CoBank has long been a sponsor of NRECA’s International program, providing funding for more than a decade. We know that there is a link between electrification, improved quality of life and poverty reduction, which is why CoBank is so committed to the program and why Doran and I got the opportunity to see first-hand how our collective support makes a difference.

Teri Viswanath:  This is a special year for NRECA International. The organization is celebrating 60 years of humanitarian service. Since 1962, NRECA International has brought electricity to over 160 million people, helping to establish more than 250 electric utilities and electric cooperatives in 48 countries.

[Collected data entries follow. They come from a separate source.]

PR #420, opened 2022-03-24
Fix:  slide over scroll behavior

eduardoformiga:

This PR aims to fix the scroll behavior while opening some SlideOver related components (Filter, Menu, Minicart) on the mobile version. It also refactors some code so that we can prioritize the use of optional chaining instead of if-clauses.

## How does it work?

1. The first step was to identify what was affecting the scroll behavior: `SlideOver` component while adding the `no-scroll` `class` to the `layout` `div`.
2. Looking into the CSS applied: 
```css
#layout.no-scroll {
  position: fixed;
  top: 0;
  right: 0;
  left: 0;
  overflow: hidden;
}
```
The `position: fixed` makes the `layout div` scroll to the top. So first of all we need to remove this piece of code and keep just the `overflow: hidden;`.

3. But if we remove the `fixed position` on the `layout div`, we are going to have another problem: the scroll from the `body` element while the filter is opened. We need to keep the `body` frozen instead of the `layout div`. So we need to adapt this code to deal with the `body` instead of the `layout div`.

|BEFORE|AFTER|
|-|-|
|BefaXkYYL8659|AfOuXNS5Q80E|

## How to test it?

Double-check in the preview link if we have the scroll behavior while opening some `SlideOver` related components (Filter, Menu, Minicart) on the mobile version.

## References

https://vtex-dev.atlassian.net/browse/FSSS-212
https://developer.mozilla.org/pt-BR/docs/Web/JavaScript/Reference/Operators/Optional_chaining
https://medium.com/react-camp/how-to-fight-the-body-scroll-2b00267b37ac
https://futurefoundry.co/blog/disable-body-scroll-ios/

## Checklist

- [x] CHANGELOG entry added


filipewl (approved):
Awesome! Tested on https://sfj-cbe68cb--base.preview.vtex.app/ (on my Android as well) and it's not scrolling to the top anymore.

src/styles/global/layout.scss
```diff
@@ -50,11 +50,7 @@ main,
 }
 
 // Avoids double scroll issue on the page when overlay is open
-#layout.no-scroll {
-  position: fixed;
-  top: 0;
-  right: 0;
-  left: 0;
+.no-scroll {
   overflow: hidden;
```
hellofanny, line 54: This doesn't work very well on iOS safari :(
I remember trying a few approaches to this problem before.
Have you tried something with `touch-action:none`?

https://user-images.githubusercontent.com/3356699/160032184-fa95c50d-b384-4420-b41b-b1f1a00c738e.mov

eduardoformiga: Nice catch! I'll look into new approaches to make it works on iOS Safari.

hellofanny: It is still not working [properly](https://sfj-e43e031--base.preview.vtex.app/) 😞 Let's use another approach for that.

hellofanny: I tried a similar [approach](https://github.com/vtex-sites/base.store/pull/443 ) with position fixed. It[ locks the scroll inside the modal,](https://preview-443--base.preview.vtex.app/) but we always get the scroll position back to the top. Should we try to solve it using some external library? 🤔

hellofanny: I tried a similar [approach](https://github.com/vtex-sites/base.store/pull/443 ) with position fixed. It[ locks the scroll inside the modal,](https://preview-443--base.preview.vtex.app/) but we always get the scroll position back to the top. Should we try to solve it using some external library? 🤔

igorbrasileiro (changes requested):
Add tests to prevent this bug in future.

src/styles/global/layout.scss
eduardoformiga: well, the solution above solves the bug when touching the `overlay`. But the bug remains while scrolling into the `minicart` just using iOS Safari. I also have tried different approaches to that problem but without success.

As this is a very specific known problem only on iOS Safari. I think we can go ahead. What do you think?

eduardoformiga:
> 

Nice! Done [here](https://github.com/vtex-sites/base.store/pull/420/commits/7effa6b00bdff84d518c7b411886b0a6863f0a90).

CHANGELOG.md
```diff
@@ -48,6 +48,7 @@ and this project adheres to [Semantic Versioning](https://semver.org/spec/v2.0.0
 
 - CSS Warnings (#434)
 - Fix alert banner colors (#442)
+- Fix `SlideOver` scroll background behavior (#420)
```
filipewl, line 51: Minor suggestion so [the last version comes first](https://keepachangelog.com/en/1.0.0/#:~:text=The%20latest%20version%20comes%20first).
```suggestion
- Fix `SlideOver` scroll background behavior (#420)
- CSS Warnings (#434)
- Fix alert banner colors (#442)
```

filipewl (approved):
Thanks for all the research you did to try to fix this.
🙇

renatamottam (approved):
Awesome! 👏 👏 👏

We are truly proud of that effort. Which is why we thought the right “Valentine” program was to celebrate in that success. In this podcast, we follow our Florida co-ops on their first international volunteer international effort.

Let’s hear from Steve Rhodes, the CEO of CHELCO about how the Florida co-ops came together on this project. Steve is sort of an instigator here, playing an important role in planting the idea and getting other electric cooperatives excited about sending lineman, the financing, and the materials for this effort.  

Steve Rhodes: It goes back to my time as a CEO at a co-op in Indiana, Kosciusko REMC. Indiana cooperatives did an international project down in Guatemala back in 2012. We sent two linemen down to Guatemala as part of the Indiana group. Those two guys came back and they were just on fire and very passionate about the experience that they had in Guatemala. To tell you the truth, that rubbed off on me.

I had this idea in my head for quite some time about having the Florida cooperatives sponsor a trip to Guatemala an international project because Florida co-ops had never done that before. Back in 2017, I think it was the summer of 2017, I pitched the project to my fellow CEOs and got a lot of positive response immediately from that.

When I pitched that idea to my peers back in 2017, I actually showed them the video that was produced following the Indiana group traveling to Guatemala. I think that was impactful. In addition to that, I asked Chris Stevens from a co-op in Georgia to come down and speak at one of our CEO meetings that I was chairing. Chris has been involved a long time in International project and they've had several of them out of Georgia. Chris was very helpful.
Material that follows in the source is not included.